## [TASK OBJECTIVE]
I would like you to restate each record word for word.

(Records from a dataset)

————

PR #1529, opened 2024-09-16
CED-1790 create v3 EsZipCodeForm

lgeggleston:
### 🔗 Linked issue

https://energysage.atlassian.net/browse/CED-1790

### ❓ Type of change

### 📚 Description

- Recreated EsZipCodeForm for vue 3
- Note: One change from Vue 2 showed up in `EsFormInput` - `inheritAttrs: false` [previously did not include classes but does now](https://vueframework.com/guide/migration/attrs-includes-class-style.html#overview), and the zip code form needs to pass some classes to the input-wrapper.  I added a workaround to enable in this case
- Note: Added `vuelidateInteger`, because the updated version now allows decimals with `vuelidateNumber` which does make sense, this is more specific

### 🥼 Testing

- Tested watcher on `zipCodeValue` via a timeout to set it on the docs page
- basic a11y testing for keyboard navigation and aria attributes

- I removed the class `invalid`, because it didn't seem to have an effect or be styled anywhere now, perhaps replaced by `is-invalid` on form input.  Would love a 2nd opinion on this however

### 📝 Checklist


tomleo:
👀

tomleo:
This isn't a regression as this behavior matches what we had before, but the side-by-side doesn't seem to be optimal in mobile

Screenshot 2024-09-16 at 10 24 45 AM

es-ds-components/components/es-zip-code-form.vue
```diff
@@ -0,0 +1,204 @@
...
+        type: String,
+        default: '',
+    },
+    selectedProduct: {
+        type: String,
+        default: '',
+    },
+});
+
+const state = reactive({
```
tomleo, line 57: nit: I'd recommend using `ref`, mostly for consistency (it should result in the same thing in this context)

es-ds-components/components/es-zip-code-form.vue
```diff
@@ -0,0 +1,204 @@
...
+    zipCode: props.zipCodeValue,
+});
+
+watch(
```
tomleo, line 61: It looks like you're binding `state.zipCode` to the input, watching for that change, and updating the state accordingly.

I wonder if using:

```
const model = defineModel()
```

Then setting `v-mode=model` would be more optimal here

tomleo (commented):
Overall looks good 👍

One possible tweak with v-model on the input

es-ds-components/components/es-zip-code-form.vue
lgeggleston: Consistency with what? I used `state` to match the new[ form validation example](https://new.design.energysage.dev/examples/form-field-validation) as much as possible; 
I do agree that `ref` should probably work the same way for a single value, but when I tried that with `useEsForms` the validation was broken so I'm not sure it's quite supported to not wrap it in `state`.

es-ds-components/components/es-zip-code-form.vue
lgeggleston: You're right that setting this up as a `v-model` might have made sense for this too (although may get into messiness interacting with the validation setup above) - but I would rather not make that change, since it'd be an API change for downstreams and avoidable.  I don't remember exactly why it was originally set up this way ([PR for context](https://github.com/EnergySage/es-ds/pull/1385)), but it only needs one-way data binding as a prop rather than 2-way binding w upstream component.

es-ds-components/components/es-zip-code-form.vue
nathanielwarner: `ref` works differently since the value is accessed through `.value` rather than on the object itself. Vuelidate requires using either `reactive` or `computed` for the form state.

nathanielwarner: (Actually, you can also use an object of refs, like `{ zipCode: ref(props.zipCodeValue) }`. But I think using `reactive` looks cleaner and aligns with the form validation example. [Their docs for reference](https://vuelidate-next.netlify.app/advanced_usage.html#composition-api))

lgeggleston:
> This isn't a regression as this behavior matches what we had before, but the side-by-side doesn't seem to be optimal in mobile

That's a fair point for this example in the docs page, but I'm going to say this is a use case that should still be supported.  The `stackUntil` just allows any viewport to be entered so it's up to the instance to set it at a viewport that makes sense; and there's a possibility it can look fine side-by-side on mobile if someone wants a short button text:
Screenshot 2024-09-18 at 11 49 14 AM
I updated the docs page button to that so that it makes more sense.

es-ds-components/components/es-zip-code-form.vue
lgeggleston: gotcha, thanks for the context!

tomleo (approved):
👍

————

## [RESPONSE]
PR #1529, opened 2024-09-16
CED-1790 create v3 EsZipCodeForm

lgeggleston:
### 🔗 Linked issue

https://energysage.atlassian.net/browse/CED-1790

### ❓ Type of change

### 📚 Description

- Recreated EsZipCodeForm for vue 3
- Note: One change from Vue 2 showed up in `EsFormInput` - `inheritAttrs: false` [previously did not include classes but does now](https://vueframework.com/guide/migration/attrs-includes-class-style.html#overview), and the zip code form needs to pass some classes to the input-wrapper.  I added a workaround to enable in this case
- Note: Added `vuelidateInteger`, because the updated version now allows decimals with `vuelidateNumber` which does make sense, this is more specific

### 🥼 Testing

- Tested watcher on `zipCodeValue` via a timeout to set it on the docs page
- basic a11y testing for keyboard navigation and aria attributes

- I removed the class `invalid`, because it didn't seem to have an effect or be styled anywhere now, perhaps replaced by `is-invalid` on form input.  Would love a 2nd opinion on this however

### 📝 Checklist


tomleo:
👀

tomleo:
This isn't a regression as this behavior matches what we had before, but the side-by-side doesn't seem to be optimal in mobile

Screenshot 2024-09-16 at 10 24 45 AM

es-ds-components/components/es-zip-code-form.vue
```diff
@@ -0,0 +1,204 @@
...
+        type: String,
+        default: '',
+    },
+    selectedProduct: {
+        type: String,
+        default: '',
+    },
+});
+
+const state = reactive({
```
tomleo, line 57: nit: I'd recommend using `ref`, mostly for consistency (it should result in the same thing in this context)

es-ds-components/components/es-zip-code-form.vue
```diff
@@ -0,0 +1,204 @@
...
+    zipCode: props.zipCodeValue,
+});
+
+watch(
```
tomleo, line 61: It looks like you're binding `state.zipCode` to the input, watching for that change, and updating the state accordingly.

I wonder if using:

```
const model = defineModel()
```

Then setting `v-mode=model` would be more optimal here

tomleo (commented):
Overall looks good 👍

One possible tweak with v-model on the input

es-ds-components/components/es-zip-code-form.vue
lgeggleston: Consistency with what? I used `state` to match the new[ form validation example](https://new.design.energysage.dev/examples/form-field-validation) as much as possible; 
I do agree that `ref` should probably work the same way for a single value, but when I tried that with `useEsForms` the validation was broken so I'm not sure it's quite supported to not wrap it in `state`.

es-ds-components/components/es-zip-code-form.vue
lgeggleston: You're right that setting this up as a `v-model` might have made sense for this too (although may get into messiness interacting with the validation setup above) - but I would rather not make that change, since it'd be an API change for downstreams and avoidable.  I don't remember exactly why it was originally set up this way ([PR for context](https://github.com/EnergySage/es-ds/pull/1385)), but it only needs one-way data binding as a prop rather than 2-way binding w upstream component.

es-ds-components/components/es-zip-code-form.vue
nathanielwarner: `ref` works differently since the value is accessed through `.value` rather than on the object itself. Vuelidate requires using either `reactive` or `computed` for the form state.

nathanielwarner: (Actually, you can also use an object of refs, like `{ zipCode: ref(props.zipCodeValue) }`. But I think using `reactive` looks cleaner and aligns with the form validation example. [Their docs for reference](https://vuelidate-next.netlify.app/advanced_usage.html#composition-api))

lgeggleston:
> This isn't a regression as this behavior matches what we had before, but the side-by-side doesn't seem to be optimal in mobile

That's a fair point for this example in the docs page, but I'm going to say this is a use case that should still be supported.  The `stackUntil` just allows any viewport to be entered so it's up to the instance to set it at a viewport that makes sense; and there's a possibility it can look fine side-by-side on mobile if someone wants a short button text:
Screenshot 2024-09-18 at 11 49 14 AM
I updated the docs page button to that so that it makes more sense.

es-ds-components/components/es-zip-code-form.vue
lgeggleston: gotcha, thanks for the context!

tomleo (approved):
👍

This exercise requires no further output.